# Luft '46: Rheinmetal-Borsig VTOL



## abu625 (Jul 4, 2002)

Here's my just-completed Rheinmetal-Borsig VTOL, the new 1:72 resin kit from Fantastic Plastic Models.

This was one of many point-defense jet fighter concepts the Germans toyed with during the final months of WWII. To overcome the problem of landing vertically, the designers provided the plane with bicycle-style landing gear -- although I don't see how any pilot could manage a two-point touchdown and not spin out. 

In any case, it makes for a very cool model:

http://www.fantastic-plastic.com/Rheinmetal-BorsigVTOL.htm

The kit was produced exclusively for Fantastic Plastic by Anigrand Craftswork of Hong Kong.


----------



## John P (Sep 1, 1999)

Strangest. Thing. Ever. And in the stable of Paper Projekts, that's saying a lot!

Can't figger out the bicycle landing gear, though. What happens at the end of the landing run?
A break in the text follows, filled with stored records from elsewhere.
PR #2824, opened 2021-08-21
Fixed EMS set handle name function.

nanshiki:
# Description
Fixed EMS set handle name function.

Use ds:si instead of es:di to specify the handle name.
[int 67h, ax=5301h](http://www.ctyme.com/intr/rb-7435.htm)

### DIFF
--- a/src/ints/ems.cpp
+++ b/src/ints/ems.cpp
@@ -716,7 +716,7 @@ static uint8_t GetSetHandleName(void) {
 		break;
 	case 0x01:	/* Set Handle Name */
 		if (handle>=EMM_MAX_HANDLES || emm_handles[handle].pages==NULL_HANDLE) return EMM_INVALID_HANDLE;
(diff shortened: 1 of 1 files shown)


joncampbell123:
Name pointer is DS:SI? Are you sure about that?

http://hackipedia.org/browse.cgi/Computer/Operating%20Systems/MS%2dDOS/EMS%2c%20Expanded%20Memory/Expanded%20Memory%20Specification%20%28Lotus%2c%20Intel%2c%20Microsoft%29%20v4%2e0%20%281987%2d10%29%2etxt

Firefox_Screenshot_2021-08-21T18-26-30 868Z

joncampbell123:
Wait a minute, you're right. *GET* handle name uses ES:DI, *SET* handle name uses DS:SI. Good catch.

Firefox_Screenshot_2021-08-21T18-29-15 144Z

PR #2872, opened 2021-09-02
Fix more GCC warnings

Allofich:
1. Fixes all `-Wignored-qualifiers` warnings.
These warnings appear on ignored const qualifiers in casts. Most of these were caused by me in https://github.com/joncampbell123/dosbox-x/commit/a4bb7d8221f5ec958e2298fce0e31819009ba78f by using `const` when casting values.

2. Fixes some `-Wunused-parameter` warnings.
There are still a ton of these, but this is a start.


Allofich:
Fixed more -Wunused-parameter warnings.

Allofich:
Fixed remaining -Wunused-parameter warnings.

PR #2885, opened 2021-09-06
PC-98: TRAM: Correctly emulate and document JIS trail word rendering

nmlgc:
# Description

Extensively researched this issue on real hardware, and found that box-drawing characters, gaiji, and NEC's extended chars can in fact be switched mid-char. Also, attributes are always applied to every half individually, as you would expect from looking at VRAM.

(Interestingly, not a single one of the well-known PC-98 emulators had implemented all of this accurately…)


nmlgc:
Whoops, it's still not quite right…

joncampbell123:
That's OK, keep trying. It's a pretty strange corner case in the hardware's design that some games probably rely on.

As you work, please indicate what model of PC-98 you are testing this on. Perhaps it differs between revisions of hardware and PC-9801 vs PC-9821.

That code as I wrote it is based on some observations with a PC-9821 486 laptop and some test code in DOSLIB that I wrote: https://github.com/joncampbell123/doslib/tree/master/hw/necpc98

Issue #2421, opened 2021-04-05
Imcompatibility in filers (FD & FILMTN) PC98 


maron2000:
**Describe the bug**
A poplular 

**To Reproduce**

**Expected behavior**

**Screenshots**

**Environment (please complete the following information):**
 - Operating system
 - DOSBox-X release version or commit SHA1 this issue occurred on
 - Used configuration, e.g. ```dosbox-x.conf```

**Additional context**

Wengier:
I con confirm this issue. Likely an issue in the implementation of the PC-98 subsystem.

maron2000:
@Wengier I understand that PC-98 emulation is yet to be developed, and highly appreciate your efforts to do so.

joncampbell123:
Download a PC-98 ROM package, extract FONT.ROM and put it in the same directory as your dosbox.conf, try again.

joncampbell123:
FD.COM seems to be reading STDIN, and waiting for the letter 'R'.

If you type SHIFT+R it continues into the program properly.

It also calls INT DCh once before that loop.

ANSI detect?

joncampbell123:
From a real disk image,

INT DCh AX=0000h BX=FF00h CX=000Ch DX=04C3h seems to trigger an ANSI response indicating the cursor.

FD.COM reads back from INT 21h:

bash-5.0# echo -en \\x24\\x1B\\x5B\\x32\\x34\\x3B\\x30\\x31\\x52 | hexdump -C
00000000  24 1b 5b 32 34 3b 30 31  52                       |$.[24;01R|
00000009

joncampbell123:
Alright, actually INT DC CL=0Ch AX=0000h isn't related to the readback.

FD.COM appears to write this at startup, INT 21h AH=9h stops at the $

0910:00000887 1B 5B 3E 35 6C 1B 5B 33 32 3B 31 48 1B 5B 36 6E  .[>5l.[32;1H.[6n
0910:00000897 24 05 5A 3A 5C 00 00 00 00 00 00 00 00 00 00 00  $.Z:\...........

So thats:

    .[>5l             (?)
    .[32;1H           (cursor position)
    .[6n              (?)

joncampbell123:
The correct response is ESC [ *row* ; *col* R

joncampbell123:
[...]

PR #2889, opened 2021-09-08
Fixed function key related functions of int DCh on PC-9801.

nanshiki:
# Description
The character string that can be registered as a function key was limited to 14 bytes, but 15 bytes is correct.
In addition, the acquisition of ax=0,15h-1fh had an extra 1 byte of 0 in it.
dch
#2421 FILMTN issues will be resolved.


joncampbell123:
Sounds good. My implementation was based entirely on taking notes and tracing through the INT DCh handler of a PC-98 MS-DOS 6.22 boot disk.

PR #2892, opened 2021-09-08
Fix MSVC builds failing to mount image files

### LINKED ISSUE #2871: Boot Image not mounting (image geometry auto detection issue?)
Just installed Dosbox-X 0.83.17 (SDL2, Windows 10) and my previous Windows 95 installation config file is not working anymore:

image

The previous version worked without any issue with the same config file which has the following:

[autoexec]
IMGMOUNT C hdd.img
IMGMOUNT D cd.iso -ide 2m
BOOT C:

### LINKED ISSUE #2876: Can't mount ram drive, or image file
when i try to mount .IMG File or Ram Drive , it just says "Cannot Create Drive From File" , why?
image

### LINKED ISSUE #2887: Cannot mount HDD image file anymore in version 0.83.17
I have a HDD image file and used to "imgmount x: x:\virtual\doslife.img" for mounting.

In version 0.83.17, mounting doesn't work anymore:

>Image geometry auto detection: -size 512,63,255,261
>Cannot create drive from file.

In the release notes, there is a short comment about "-bd" option added which I assume is the problem here. Unfortunately, this option is not documented (neither in "imgmount /?" nor in the wiki page) so I don't know how to mount this image now. I have already tried to add "-o partidx=1", but this doesn't work either.

Maybe @joncampbell123 or someone else can give me some hint. Thanks for helping!

Allofich:
Closes #2871. Closes #2876. Closes #2887. (appear to all be the same issue)

I removed the `GCC_ATTRIBUTE(packed);` as I believe it is redundant (it's absent in the `_PC98RawPartition` struct that is just above the `partTable` struct), but if it is still needed I can put it back.

### DIFF
--- a/include/bios_disk.h
+++ b/include/bios_disk.h
@@ -471,7 +471,6 @@ struct _PC98RawPartition {
 	uint16_t	end_cyl;	/* end cylinder */
 	char		name[16];
 };
-#pragma pack(pop)
 
 struct partTable {
 	uint8_t booter[446];
@@ -491,7 +490,8 @@ struct partTable {
 #if SECTOR_SIZE_MAX > 512
     uint8_t  extra[SECTOR_SIZE_MAX - 512];
 #endif
-} GCC_ATTRIBUTE(packed);
+};
+#pragma pack(pop)
 
 void updateDPT(void);
 void incrementFDD(void);


Allofich:
I went ahead and searched the whole codebase (only the files that are part of the Visual Studio project) for `GCC_ATTRIBUTE(packed);` for any other cases where the MSVC build would be missing the packed attribute, but in all other cases `GCC_ATTRIBUTE(packed);` is accompanied by an opening
```
#ifdef _MSC_VER
#pragma pack (1)
#endif
```
and a closing
```
#ifdef _MSC_VER
#pragma pack ()
#endif
```
that covers the whole range.

I did find one place, in `includes/ipx.h`, where there is a struct that will be affected by `#pragma pack (1)` but not by  `GCC_ATTRIBUTE(packed);`. I don't know if that matters or not. It's the following struct

```
struct fragmentDescriptor {
	uint16_t offset;
	uint16_t segment;
	uint16_t size;
};
```

I confirmed that the `#pragma pack(push,1)` in `bios_disk.h` works for MSVC, but if
#ifdef _MSC_VER
#pragma pack (1)
#endif
should be used for style consistency or something, just let me know.

PR #2902, opened 2021-09-11
GitHub: Use issue forms

Dobby233Liu:
## Description

Issue forms is a new type of issue template in GitHub, currently in beta. Since DOSBox Staging moved from using Markdown issue templates to use issue forms, I think that change also makes sense to DOSBox-X. So, this is a proof-of-concept to make the repo use issue forms. The templates are based on what DOSBox Staging uses. I'd like some feedback from the maintainers on this, that would be as useful as issue forms itself is.

This PR also changes the pull request template.

~~I still haven't figured out how to squash commits~~


Dobby233Liu:
> If you use GitHub Desktop, you can supposedly squash commits as follows: https://docs.github.com/en/desktop/contributing-and-collaborating-using-github-desktop/managing-commits/squashing-commits
> 
> Also, from the side of the side of the DOSBox-X repository, supposedly it can be configured to allow contributors to squash commits: https://docs.github.com/en/repositories/configuring-branches-and-merges-in-your-repository/configuring-pull-request-merges/configuring-commit-squashing-for-pull-requests

I forgot I'm on mobile so I can't do that, but thanks anyway

Dobby233Liu:
I'll setup some environment to test this change now. Wait

Allofich:
Seems like this still needs work. Someone was able to create an issue without filling out the information that is supposed to be required (OS, reproduction steps, etc.). At the issue linked above.

Also, this "question" issue (https://github.com/joncampbell123/dosbox-x/issues/2919) shows as having 2 "tasks" completed. I guess this is caused by the two checkboxes or something.

Dobby233Liu:
> Also, this "question" issue (#2919) shows as having 2 "tasks" completed. I wonder if this is caused by the two checkboxes (the code of conduct/contributing guidelines one and the "I've looked for similar issues" one).

Yes. It's GitHub

Allofich:
> It already exists before issue forms. It can be turned off with configuration if you want

If we have a problem with people frequently choosing that option and then creating issues that lack useful information, maybe we should do that. For now I think we can just wait and see.

> Yes. It's just GitHub being GitHub

They aren't "tasks", so I think it would be good to fix this if possible. I would actually recommend removing those two checkboxes, because many if not most people will probably just check them without doing what they say, in which case they are just pointless extra clicks required for all issue creators. But I do think it is a good idea to have a link to the code of conduct and to ask that existing issues be checked first, so we could leave those just as sentences, without the checkboxes.

Dobby233Liu:
> They aren't "tasks", so I think it would be good to fix this if possible.

Ask GitHub maybe. I can't fix it

> I would actually recommend removing those two checkboxes, because many if not most people will probably just check them without doing what they say, in which case they will mostly just be pointless extra clicks required for all issue creators.
> ...
> so we could leave those just as sentences, without the checkboxes.

Other projects also use checkboxes for these stuff, so I think it is fine, and since i think the notices are good to the issue tracker, I let go of the required-to-tick checkboxes to make the notices easier to notice. But what you have said is completely vaild though

Anyway you can do what you have suggested any time with a PR, you can study this issue forms thingy yourself

(Also the version section isn't really descriptive. Should have fixed that)

Allofich:
> Ask GitHub maybe. I can't fix it

Looks like dosbox-staging also is having "_ tasks done" put next to all the new issues created by the issue forms. Well issue forms is still a new feature so it may change in the future.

It falls over?


----------



## buddho (Jul 31, 2005)

Excellent job, on a very strange looking project.


----------



## JasonZ (Jul 17, 2007)

nicely done


----------



## roadrner (Jul 21, 1999)

John P said:


> Can't figger out the bicycle landing gear, though. What happens at the end of the landing run? It falls over?


Was wondering the samething? Guess they'd figured on sucking up the maintenance aspect of wing repair everytime one of these would make it back.  rr


----------